*** PROVIDED ENTRIES ***
PR #542, opened 2022-02-15
chore: Move Inventory object to pkg/apis/actuation

karlkfi:
- Make Inventory satisfy the metav1.Object, runtime.Object, and client.Object interfaces. 
  - This should make the Inventory API easier to use and easily convertible to Unstructured & YAML/JSON.
  - Add deepcopy-gen to generate DeepCopy methods for Inventory structs.
  - Replace custom TypeMeta & ObjectMeta with standard metav1 structs.
  - Use the group name `cli-utils.kubernetes.io` as a placeholder with no version.

BREAKING CHANGE: Move inventory.Inventory to actuation.Inventory (under pkg/apis/)


Makefile
```diff
@@ -35,7 +35,13 @@ install-addlicense:
 install-lint:
 	(which $(GOPATH)/bin/golangci-lint || go install github.com/golangci/golangci-lint/cmd/golangci-lint@v1.40.1)
 
-generate: install-stringer
+install-deepcopy-gen:
```
ash2k, line 38: I suggest we move `.PHONY` to each target individually otherwise it's easy to forget about it when creating targets. Doesn't have to be in this PR.

ash2k (approved):
/lgtm

Makefile
```diff
@@ -35,7 +35,13 @@ install-addlicense:
...
+	(which $(GOPATH)/bin/deepcopy-gen || go install k8s.io/code-generator/cmd/deepcopy-gen@v0.23.3)
+
+generate-deepcopy: install-deepcopy-gen
+	hack/run-in-gopath.sh deepcopy-gen --input-dirs ./pkg/apis/... -O zz_generated.deepcopy --go-header-file ./LICENSE_TEMPLATE_GO
```
Liujingfang1, line 42: `run-in-gopath.sh` is used only in `make generate-deepcopy`. Shall we also update other targets?

karlkfi: Nah. Only deepcopy-gen needs it. Everything else works in Go's module mode.
Upstream Kubernetes does the same thing for its generators.

Liujingfang1: Ack

Makefile
karlkfi: looks like we're missing quite a few already. So I'll make a separate PR for that.

karlkfi:
Looks like a flaky example test error timeout.

```
deployment.apps/mysql is NotFound: Resource not found
secret/mysql-pass is NotFound: Resource not found
service/mysql is NotFound: Resource not found
secret/mysql-pass created
service/mysql created
deployment.apps/mysql created
3 resource(s) applied. 3 created, 0 unchanged, 0 configured, 0 failed
secret/mysql-pass reconcile pending
service/mysql reconcile pending
deployment.apps/mysql reconcile pending
deployment.apps/mysql is InProgress: replicas: 0/1
secret/mysql-pass is Current: Resource is always ready
secret/mysql-pass reconciled
service/mysql is Current: Service is ready
service/mysql reconciled
deployment.apps/mysql is InProgress: Available: 0/1
deployment.apps/mysql is InProgress: Available: 0/1
deployment.apps/mysql is InProgress: Available: 0/1
deployment.apps/mysql reconcile timeout
2 resource(s) reconciled, 0 skipped, 0 failed to reconcile, 1 timed out
...
Example Test Failed: MultipleServices.md
```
*** End of PROVIDED ENTRIES ***
▶ **PROBLEM TO WORK ON**
Show every line of the material that includes the string "which".

▶ **OUTPUT BELOW**
 	(which $(GOPATH)/bin/golangci-lint || go install github.com/golangci/golangci-lint/cmd/golangci-lint@v1.40.1)
+	(which $(GOPATH)/bin/deepcopy-gen || go install k8s.io/code-generator/cmd/deepcopy-gen@v0.23.3)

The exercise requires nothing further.